Has esto es incorrecto. Se escribe *haz.*

"haz" es el imperativo de segunda persona del singular del verbo "hacer"

"has" es la segunda persona singular del presente de indicativo del verbo "haber".

No tiene sentido utilizar el indicativo del verbo "haber" para el imperativo del verbo "hacer". Son dos modos distintos, pero sobre todo son dos verbos distintos.


----------



## COLsass

Pero, por ejemplo:

He aqui el documento=Tengo aqui el documento.  

En realidad solo lo escucho en la forma de primera persona, but estoy mas o menos seguro que existe como

Has aqui el documento=Tienes aqui el documento.


----------



## diegodbs

COLsass said:
			
		

> Pero, por ejemplo:
> 
> He aqui el documento=Tengo aqui el documento.
> 
> En realidad solo lo escucho en la forma de primera persona, but estoy mas o menos seguro que existe como
> 
> Has aqui el documento=Tienes aqui el documento.


 
"has aquí el documento" no se puede decir, no tiene sentido.

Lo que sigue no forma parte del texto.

PR #366, opened 2026-07-22
Subspace Tunneling FTL bonus actually applies

### LINKED ISSUE #328: The subspace tunneling technology doesn't give its promised 30% increase in warp speed
Image

Image

[Jupiter__1.60.00043_Combined_Arms-v1.60.0005_The Kulrathi Shogunate, Star Date 1176.3.zip](https://github.com/user-attachments/files/29159818/Jupiter__1.60.00043_Combined_Arms-v1.60.0005_The.Kulrathi.Shogunate.Star.Date.1176.3.zip)

In this game, the Pollops discovered the Subspace Tunneling technology on some planet with some event. I traded for it, but I am not getting the technology bonus. It should give me an additional 30% warp speed, but I am left with the 100% warp speed increase that I already got from technologies, not 130%. I did not only check the values shown in the diplomacy screen, but also the values shown of the actual ships in the ship array and it confirms that it is just a 100% increase in speed.

I myself found the Remnant Assembly technology and could see the stats of some weapons increase according to what it says that it does. I am not sure whether the Subspace Tunneling technology doesn't work at all or whether it has to do with trading for the technology. I recall that in a game that I played years ago, it also didn't work, so it's not a new bug.

Ludoal:
Fixes #328.

The Slip Streams secret tech grants a bonus named 'Subspace Tunneling',
but the unlock switch only had the generic 'FTL Speed Bonus' label -
the flavor alias was never wired (its siblings all have both). The +30%
warp bonus silently did nothing, researched or traded. One case label.

### DIFF
--- a/Ship_Game/TechEntry.cs
+++ b/Ship_Game/TechEntry.cs
@@ -959,9 +959,9 @@ namespace Ship_Game
                 case "Reactive Armor":
                 case "Armor Explosion Reduction": data.ExplosiveRadiusReduction += unlockedBonus.Bonus; break;
                 case "Slipstreams":
+                case "Subspace Tunneling": // flavor name used by the Slip Streams secret tech - it had no case, so its +30% did nothing (issue 328); the tech text promises an IN-BORDERS bonus, not a global one
                 case "In Borders FTL Bonus": data.Traits.InBordersSpeedBonus += unlockedBonus.Bonus; break;
                 case "StarDrive Enhancement":
-                case "Subspace Tunneling": // the Slip Streams secret tech uses this flavor name - it had no case, so its +30% did nothing (issue 328)
                 case "FTL Speed Bonus": data.FTLModifier += unlockedBonus.Bonus * data.FTLModifier; break;
                 case "FTL Efficiency":
                 case "FTL Efficiency Bonus": data.FTLPowerDrainModifier -= unlockedBonus.Bonus * data.FTLPowerDrainModifier; break;
--- a/Ship_Game/TechEntry.cs
+++ b/Ship_Game/TechEntry.cs
@@ -961,6 +961,7 @@ namespace Ship_Game
                 case "Slipstreams":
                 case "In Borders FTL Bonus": data.Traits.InBordersSpeedBonus += unlockedBonus.Bonus; break;
                 case "StarDrive Enhancement":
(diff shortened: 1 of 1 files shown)


gkapulis (changes requested):
The diagnosis is exactly right — the switch matches `BonusType ?? Name`, the Slip Streams XML (vanilla and Combined Arms both) carries only `<Name>Subspace Tunneling</Name>`, there's no matching case and no default, so the bonus silently evaporates. Confirmed against the source.

But the routing needs to move one group up. The player-facing bonus text (GameText 18272, identical in vanilla and CA) reads: "Ships traveling within your own empire's **borders** gain 30% bonus to their FTL speeds." — that's `InBordersSpeedBonus` (applied only under friendly influence, Ship_Movement.cs:108), the same stat the adjacent `Slipstreams` flavor alias feeds. As written, the PR wires it to the global `FTLModifier`, which grants +30% warp everywhere — stronger than the tech advertises.

Suggested fix:

```csharp
case "Slipstreams":
case "Subspace Tunneling": // flavor name used by the Slip Streams secret tech (issue 328)
case "In Borders FTL Bonus": data.Traits.InBordersSpeedBonus += unlockedBonus.Bonus; break;
```

Two side notes: (1) when retesting, the number only moves while ships sit inside your own influence — the diplomacy-screen FTL% and open-space ship stats won't change, which is also worth mentioning to the issue reporter; (2) the CA XML's inline `<Description>` says 40% while the localized text and `Bonus` value say 30% — harmless (BonusIndex text is what displays) but worth a content cleanup someday.

Ludoal:
Rerouted to InBordersSpeedBonus as suggested — the case now sits with the Slipstreams alias where it belonged. Comment carries the in-borders rationale so the next reader doesn't rewire it back to the global modifier. Will pass the retest note (bonus only visible inside own influence) to the issue reporter, and noted the CA 40%-vs-30% description mismatch for a content cleanup. Thanks for the catch on the routing.

gkapulis (approved):
Revision verified: routed to the InBordersSpeedBonus group as requested - matching what GameText 18272 (the tech's own BonusIndex) promises, and consistent with how Ship_Movement consumes it in friendly influence. The case string matches Slip Streams.xml's <Name> exactly and appears in no other tech XML. Merging - will trim the inline comment in a follow-up on the branch. Reminder for the issue-328 reporter: the number only moves inside your own influence border.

"He" no es primera persona del verbo haber.
Según la RAE:
*he**1**.*(Del ár. hisp. _há,_ y este del ár. clás. _hā_).*1.* adv. Unido a _aquí,_ _ahí_ y _allí,_ o con los pronombres _me,_ _te,_ _la,_ _le,_ _lo,_ _las,_ _los,_ se usa para señalar o mostrar a alguien o algo.


----------



## COLsass

Interesante.  Por eso nunca se encuentra asi de "has."  Gracias!


----------



## roxcyn

La razón que alugién puede escribir has en vez de haz (con z):

En muchos países (sobre todo en el Sudamérica, en el Caribe y en el Centralamérica) la z y la s tiene el mismo sentido.  En España, la z y la s tiene un sonido diferente.  Has (como s en España)  Haz (como "th" sonido de think en inglés).

Realmente no es correcto para escribir "has" si quiere significar "haz".  Fijése usted: has (viene de haber) y haz (viene de hacer).  Así es muy importante para escribirlo con zeta si es forma de hacer.


----------



## Jellby

"Haz" también tiene otros significados como sustantivo, mientras que "has" sólo es segunda persona singular del presente indicativo de "haber".


----------



## beatrizg

La explicación de Diego es muy buena. 
Es cierto que para los latinoamericanos es más difícil el aprendizaje de la ortografía, por eso tenemos que hacer un esfuerzo mayor. 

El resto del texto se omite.